The many thin streamers around a leader form a complex system that we do not understand properly and that has thus fas resisted modelling efforts. A large part of our work is dedicated to develop such kind of models based on the microscopical physics of streamers. One side of this work consist in developing improved streamer models. Another side deals with the development of coarse-grained descriptions that we can the compare, under appropriately constrained conditions, to the microscopic models.

Another result concerns the emission of X-rays from a spark or a lightning discharge. Here we have developed a model to derive the properties of radio-frequency emissions associated with streamer collisions, which have been proposed as a source of these X-rays. We propose that by comparing the features that we predict with actual observations we will be able to confirm or discard these collision as a source of X-rays.

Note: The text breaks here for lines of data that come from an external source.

PR #1311, opened 2020-07-28
Add rekey multisig support for goal 

algorotem:
If an account was rekeyed to a multisig account, there is no, currently, a way to sign and submit a transaction from this account using `goal`. This PR adds this ability. 

How to use it? 
Say that account `DIHP2DL3GOE62DS3VQGNYH4QD2JT3ZPKTQ3MUKVDJ7AFSGT7ZJHSZGXUGQ` was rekeyed to the multisig account `GTGUFZ7MEBVB2UMYNF2KEMTM4FOT73J2EFGQXVMZ6KS4ZUWTGA5JU3P6LY`, which is composed of 

```
SNCK2NULGJVILRSKF7BRML7R3ARJVZVM7NUGIGZAWGWOBGFZJ7JYHW2VQU
TIWJONWXCNZSIUAVVRLVHDENTDGQQMUGD4GFCAQGQWPKPDCH5GJJMNSUB4 
U5JNPKNJVVGBJDWH67OYI3UQE2QQMP4J5DHV3KQYPCHCORVRH46OPVLMCA
``` 

with threshold 1. 

to sign a transaction from the account using one of the keys in kmd, one should use the following commands. We assume the multisig account is not on the same machine, so the user needs to provide `goal` with the complete pre-image. 

First, generate the unsigned transaction with the relevant multisig params and the signer address. 
```
$ goal -d $ALGORAND_DIR clerk send -f DIHP2DL3GOE62DS3VQGNYH4QD2JT3ZPKTQ3MUKVDJ7AFSGT7ZJHSZGXUGQ -t DYAOIKTWYIV5MSQGBJTIA5IEQKYNY5QEPQDUVNUSV5BTMJO5DHQG4LMTNY -a $AMT --msig-params="1 SNCK2NULGJVILRSKF7BRML7R3ARJVZVM7NUGIGZAWGWOBGFZJ7JYHW2VQU TIWJONWXCNZSIUAVVRLVHDENTDGQQMUGD4GFCAQGQWPKPDCH5GJJMNSUB4 U5JNPKNJVVGBJDWH67OYI3UQE2QQMP4J5DHV3KQYPCHCORVRH46OPVLMCA" -o $OUT_FILE_NAME
```

Now simply sign it, as usual, using a key in kmd 
```
/goal -d ~/.algorand/pnet/Primary clerk multisig sign -t $OUT_FILE_NAME -a TIWJONWXCNZSIUAVVRLVHDENTDGQQMUGD4GFCAQGQWPKPDCH5GJJMNSUB4
```

Then it can be sent as usual using `goal clerk rawsend`
```
./goal -d ~/.algorand/pnet/Primary clerk rawsend -f $OUT_FILE_NAME
```


daemon/kmd/wallet/driver/sqlite_errors.go
```diff
@@ -43,5 +43,5 @@ var errWalletNotFound = fmt.Errorf("wallet not found")
 var errSQLiteWrongType = fmt.Errorf("sqlite wallet driver returned wrong wallet type")
 var errNameTooLong = fmt.Errorf("wallet name too long, must be <= %d bytes", sqliteMaxWalletNameLen)
 var errIDTooLong = fmt.Errorf("wallet id too long, must be <= %d bytes", sqliteMaxWalletIDLen)
-var errMsigWrongAddr = fmt.Errorf("given multisig preimage hashes to wrong address")
+var errMsigWrongAddr = fmt.Errorf("given multisig preimage hashes to neither Sender or AuthAddr")
```
tsachiherman, line 46: nit: syntax : neither -> nor

daemon/kmd/wallet/driver/ledger.go
```diff
@@ -355,7 +355,7 @@ func (lw *LedgerWallet) SignProgram(data []byte, src crypto.Digest, pw []byte) (
 }
 
 // MultisigSignTransaction implements the Wallet interface.
-func (lw *LedgerWallet) MultisigSignTransaction(tx transactions.Transaction, pk crypto.PublicKey, partial crypto.MultisigSig, pw []byte) (crypto.MultisigSig, error) {
+func (lw *LedgerWallet) MultisigSignTransaction(tx transactions.Transaction, pk crypto.PublicKey, partial crypto.MultisigSig, pw []byte, signer crypto.Digest) (crypto.MultisigSig, error) {
```
tsachiherman, line 358: I'm abit confused. It seems that you've done a lot in order to pass on the signer to this function, but when you reached this function it doesn't look like you're doing anything. What am I missing ?

algorotem: Yes, I basically had to add it because of the interface even though it doesn't do much. @algomaxj

ryanRfox:
The workflow passes as implemented. I feel it can be merged. However, `goal clerk inspect $OUT_FILE_NAME` returns the following error:
```
Cannot decode transactions from 1311.utxn: non-idempotent transformation to inspectSignedTxn (DeepEqual)
```

I am able to read the file with `cat $OUT_FILE_NAME | msgpacktool -d -32` so it's not a blocker. A subsequent feature request should be raised if `goal clerk inspect` cannot be modified to support this transaction structure within this PR.

algorotem:
> The workflow passes as implemented. I feel it can be merged. However, `goal clerk inspect $OUT_FILE_NAME` returns the following error:
> 
> ```
> Cannot decode transactions from 1311.utxn: non-idempotent transformation to inspectSignedTxn (DeepEqual)
> ```
> 
> I am able to read the file with `cat $OUT_FILE_NAME | msgpacktool -d -32` so it's not a blocker. A subsequent feature request should be raised if `goal clerk inspect` cannot be modified to support this transaction structure within this PR.

It got fixed in another PR. Hasn't been merged yet

test/e2e-go/kmd/e2e_kmd_wallet_multisig_test.go
```diff
@@ -224,6 +224,141 @@ func TestMultisigSign(t *testing.T) {
...
+			Threshold: 2,
+			Version:   1,
+			Subsigs:   []crypto.MultisigSubsig{{Key: pk1}, {Key: pk2}, {Key: pk3}},
+		},
+		WalletPassword: f.WalletPassword,
+	}
+
+	resp2 := kmdapi.APIV1POSTMultisigTransactionSignResponse{}
+	err = f.Client.DoV1Request(req2, &resp2)
+	require.Error(t, err)
```
tsachiherman, line 358: it would be nice to test here for a specific error

test/e2e-go/kmd/e2e_kmd_wallet_multisig_test.go
```diff
@@ -224,6 +224,141 @@ func TestMultisigSign(t *testing.T) {
...
+	resp, err = f.Client.GenerateKey([]byte(walletHandleToken))
+	require.NoError(t, err)
+	pk2 := addrToPK(t, resp.Address)
+	pk3 := crypto.PublicKey{1, 1, 1, 1, 1, 1, 1, 1, 1, 1, 1, 1, 1, 1, 1, 1, 1, 1, 1, 1, 1, 1, 1, 1, 1, 1, 1, 1, 1, 1, 1, 1} // some public key we haven't imported
+
+	sender, err := f.Client.GenerateKey([]byte(walletHandleToken))
+	require.NoError(t, err)
+	pkSender := addrToPK(t, sender.Address)
+
+	// Create a 2-of-3 multisig account from the three public keys
```
tsachiherman, line 324: I think it would be an interesting to see if this scales up - can we create and verify that 149/253 keys are valid ?
( the simple use case of 2/3 is great. but it won't tell us if we have a bug related to a higher numbers )

cmd/goal/clerk.go
```diff
@@ -85,6 +87,7 @@ func init() {
 	sendCmd.Flags().StringVarP(&progByteFile, "from-program-bytes", "P", "", "Program binary to use as account logic")
 	sendCmd.Flags().StringSliceVar(&argB64Strings, "argb64", nil, "base64 encoded args to pass to transaction logic")
 	sendCmd.Flags().StringVarP(&logicSigFile, "logic-sig", "L", "", "LogicSig to apply to transaction")
+	sendCmd.Flags().StringVar(&msigParams, "msig-params", "", "Multisig pre image parameters - [threshold] [Address 1] [Address 2] ...\nUsed to add the necessary fields in case the account was rekeyed to a multisig account")
```
algomaxj, line 90: preimage

cmd/goal/clerk.go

To better understand the emission of X-rays and the possibly related generation of TGFs, we need models of the interactions between free electrons and air molecules. For this purpose we have collected a set of improved data to incorporate these processes in future models.

Finally, as a group specializing in lightning physics, we have also tackled related problems such as the propagation of electromagnetic radiation from a lightning stroke and its use in lightning location systems, the features of lightning-induced discharges in the upper atmosphere the possible existence of lightning in other planets.

Final results

In the second half of the project we expect to reach the main objectives of the grant. Our key results should be theoretical predictions that can be compared with existing or future observations. The expected progress of the project consists of these elements:

1. Further development of models for a system of streamers (corona) and comparison with constrained microscopic models. This will allow us to develop better predictions about the behaviour of a long discharge under laboratory and industrial conditions. We expect it to also help in improving models for the attachment of lightning to standing structures, providing a societal benefit in the form of mitigation of lightning damage.

2. Coupling corona and leader models. This will allow us to model the features of the streamer-to-leader transition and compare with observational constraints. With this we expect to elucidate the reason for stepped leader propagation.

3. Development of hybrid models for streamers and high-energy particles. With this we will predict the intensities and angular distributions of X-ray burst emitted from streamer-collisions. Comparing with the existing observational constraints should clarify whether this is source of energetic radiation in long sparks.

4. Applying our models to the generation mechanisms of TGFs.